In the U.S., Nomura Securities International, Inc. ("NSI") is registered as a broker-dealer under the Securities Exchange Act of 1934 and as a futures commission merchant with the Commodity Futures Trading Commission ("CFTC"). NSI is also regulated by self-regulatory organizations, such as the Financial Industry Regulatory Authority and the Chicago Mercantile Exchange Group as its designated self regulatory organization. NSI is subject to the Securities and Exchange Commission's Uniform Net Capital Rule ("Rule 15c3-1") and other related rules, which require net capital, as defined under the alternative method, of not less than the greater of $1,000,000 or 2% of aggregate debit items arising from client transactions. The subsidiary is also subject to CFTC Regulation 1.17 which requires the maintenance of net capital of 8% of the total risk margin requirement, as defined, for all positions carried in client accounts and nonclient accounts or $1,000,000, whichever is greater. The subsidiary is required to maintain net capital in accordance with the SEC, CFTC, or other various exchange requirements, whichever is greater. As of March 31, 2010 and 2011, the subsidiary was in compliance with all applicable regulatory capital adequacy requirements.
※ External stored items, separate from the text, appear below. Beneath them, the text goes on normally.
PR #1592, opened 2025-12-25
MNT: ignore `untyped-import` in `pyrefly`

cmp0xff:
`pyrefly` has introduced a rule `untyped-import`. Since we are ignoring similar rules in `mypy` (`ignore_missing_imports = true`, `follow_imports_for_stubs = false`), it makes sense to also ignore it in `pyrefly`.


loicdiridollou (approved):
Nice work, thanks @cmp0xff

In Europe, the Nomura Europe Holdings plc ("NEHS") group is regulated on a consolidated basis by the Financial Services Authority in the U.K., which imposes minimum capital adequacy requirements to the NEHS group. Nomura International plc ("NIP"), the most significant of NEHS' subsidiaries, acts as a securities brokerage and dealing business. NIP is regulated and has minimum capital adequacy requirements imposed on it on a standalone basis by the Financial Services Authority in the U.K.. Nomura Bank International plc ("NBI"), another subsidiary of NEHS, is also regulated by the Financial Services Authority in the U.K. on a standalone basis. As of March 31, 2010 and 2011, the NEHS group, NIP and NBI were in compliance with all relevant regulatory capital related requirements.

In Asia, Nomura International (Hong Kong) Limited ("NIHK") and Nomura Singapore Ltd ("NSL") are regulated by the respective authorities. NIHK is licensed by the Securities and Futures Commission in Hong Kong to carry out regulated activities including the provision of securities brokerage and dealing, underwriting, investment advisory and securities margin financing services for its clients. NIHK has a branch located in Taiwan which is regulated by its local regulators under its respective jurisdictions. Activities of NIHK including its branches are subject to the Securities and Futures (Financial Resources) Rules which requires it, at all times, to maintain its liquid capital at a level not less than its required liquid capital. Liquid capital means an amount by which its liquid assets exceed its ranking liabilities. Required liquid capital is calculated in accordance with the provisions laid down in the Securities and Futures (Financial Resources) Rules. NSL is a merchant bank with Asian Currency Unit ("ACU") license governed by the Monetary Authority of Singapore ("MAS"). NSL carries out its ACU regulated activities including, among others, securities brokerage and dealing business. The regulations require NSL to maintain a minimum capital of SGD3 million. Currently, NSL is observing relevant financial ratios which fulfill the requirement from MAS. As of March 31, 2010 and 2011, NIHK and NSL were in compliance with all relevant regulatory capital related requirements.